[AIM OF THE EXERCISE]
With the records in front of you, set every one of them down exactly.
(THE RECORDS begins)
PR #3296, opened 2022-04-02
Make the PonyGag effects work correctly

zorgjbe:
This tweaks the PonyGag definition so it doesn't rely on `OverrideAssetEffect`, which doesn't seem to work (at least I haven't been able to make `CharacterGetEffects` take it into account, as `Property` doesn't seem to contain that key)


Nina-1474:
Removing the asset's `Effect` entirely means it's inherting the group's `Effect` (["BlockMouth", "GagNormal"]) and applying this to every configuration. Changing it to [] instead should make things work.

`OverrideAssetEffect` was never tried on modular items before but looks like they don't need it. Typed extended assets need the default effects on the base asset since applying the item then escaping without making any selections results in only the base asset's effects being added. The Override then allows configurations to have fewer effects than the base/default asset has.
Modular assets don't have this issue because applying the item and selecting nothing still sends an additional update with the default configs.

zorgjbe:
Yeah, I had a hunch modular items weren't handling that, so thanks for clarifying and for the explanation for the group's default Effect inheritance. I've set the Asset's effects to `[]` and it seems to work.

Ben987:
Very good!  Thanks for the fix and the whitespace cleanup :)

PR #3298, opened 2022-04-03
Add minigame-specific success messages when struggling out

zorgjbe:
There was no way previously of knowing when and how a player did manage
to struggle out of some bindings.

Pass a specific action when the player succeeds in the struggling
minigame, and provide chat messages accordingly.


Ben987:
That's a good idea!  Thanks :)

PR #1, opened 2017-05-23
Add tables containing assembler directives and relocation expansions

michaeljclark:
Initial commit transferring across the tables from the rv8 repo.


michaeljclark:
Let me know if you think the examples from here are useful and I can make another commit.

- https://github.com/rv8-io/rv8/blob/master/doc/src/asm.md

palmer-dabbelt:
I think the examples would be good to have.

michaeljclark:
OK. I'll work on another commit...

PR #2, opened 2017-05-23
Add labels, adressing modes, LI, LA, constants and CSRs

michaeljclark:
This is the remainder from asm.md. The rest well have to work on adding...


palmer-dabbelt:
Thanks!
(THE RECORDS ends)
[RESULT FOR THIS TASK]
PR #3296, opened 2022-04-02
Make the PonyGag effects work correctly

zorgjbe:
This tweaks the PonyGag definition so it doesn't rely on `OverrideAssetEffect`, which doesn't seem to work (at least I haven't been able to make `CharacterGetEffects` take it into account, as `Property` doesn't seem to contain that key)


Nina-1474:
Removing the asset's `Effect` entirely means it's inherting the group's `Effect` (["BlockMouth", "GagNormal"]) and applying this to every configuration. Changing it to [] instead should make things work.

`OverrideAssetEffect` was never tried on modular items before but looks like they don't need it. Typed extended assets need the default effects on the base asset since applying the item then escaping without making any selections results in only the base asset's effects being added. The Override then allows configurations to have fewer effects than the base/default asset has.
Modular assets don't have this issue because applying the item and selecting nothing still sends an additional update with the default configs.

zorgjbe:
Yeah, I had a hunch modular items weren't handling that, so thanks for clarifying and for the explanation for the group's default Effect inheritance. I've set the Asset's effects to `[]` and it seems to work.

Ben987:
Very good!  Thanks for the fix and the whitespace cleanup :)

PR #3298, opened 2022-04-03
Add minigame-specific success messages when struggling out

zorgjbe:
There was no way previously of knowing when and how a player did manage
to struggle out of some bindings.

Pass a specific action when the player succeeds in the struggling
minigame, and provide chat messages accordingly.


Ben987:
That's a good idea!  Thanks :)

PR #1, opened 2017-05-23
Add tables containing assembler directives and relocation expansions

michaeljclark:
Initial commit transferring across the tables from the rv8 repo.


michaeljclark:
Let me know if you think the examples from here are useful and I can make another commit.

- https://github.com/rv8-io/rv8/blob/master/doc/src/asm.md

palmer-dabbelt:
I think the examples would be good to have.

michaeljclark:
OK. I'll work on another commit...

PR #2, opened 2017-05-23
Add labels, adressing modes, LI, LA, constants and CSRs

michaeljclark:
This is the remainder from asm.md. The rest well have to work on adding...


palmer-dabbelt:
Thanks!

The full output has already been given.